Ngöndro
Ngöndro (sNgon ‘gro) literally means “before going” — translated as preparation, foundation, or preliminary. It names the functional role of a practice rather than any specific liturgy: a ngöndro is whatever practice is required for a given level of teaching when one has not yet reached the level of experience that allows entering that teaching directly.
Key Points
- Functional, not fixed: many different practices are called ngöndro. The word describes what the practice does (prepares the ground), not what it consists of.
- Because the Dzogchen view is that nothing must be changed or added, ngöndro is not a “purification toward worthiness” but a removal of occlusion — making the practitioner receptive to what is already the case.
- Sem-dé-pa’i ngöndro zhi — the four Sem-dé preliminaries — is what Roaring Silence presents: the Four Naljors of the Aro gTér cycle.
- This must not be confused with Gyüd-pa’i ngöndro zhi, the four Tantric preparatory practices. They are different practices preparing for different teachings — see Tantric Ngöndro.
Symbolic vs. Nonsymbolic
Ch.1 frames the contrast operationally:
- Tantric Ngöndro = the symbolic ngöndro. Fourfold 100,000: prostrations with refuge & bodhicitta (devotion), mandala offerings (generosity), Dorje Sempa / Vajrasattva mantra (purification), Lama’i Naljor / guru yoga (nonduality). Characterized by Tantra.

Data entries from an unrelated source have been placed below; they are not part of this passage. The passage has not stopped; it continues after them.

PR #186, opened 2020-09-18
Eliminate a wasteful wrapping layer

dabrahams:


dellaert:
So, this fails to compile for me (and seemingly for the checks as well).
Xcode suggested
```
self.sourceOfEntropy = sourceOfEntropy as! AnyRandomNumberGenerator
```
but that segfaults.

dabrahams:
Because this suggestion is totally bogus.  What can I say, I was having a bad day.  Sorry!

- Four Naljors = the nonsymbolic ngöndro. Characterized by Dzogchen; its innermost practice is the heart of Sem-dé.
Both deliver the practitioner to the same place — the base of Dzogchen (experience of nonduality). The Lama’s instruction determines which route the student takes.
Related
- Four Naljors — the nonsymbolic Sem-dé ngöndro (Aro gTér cycle)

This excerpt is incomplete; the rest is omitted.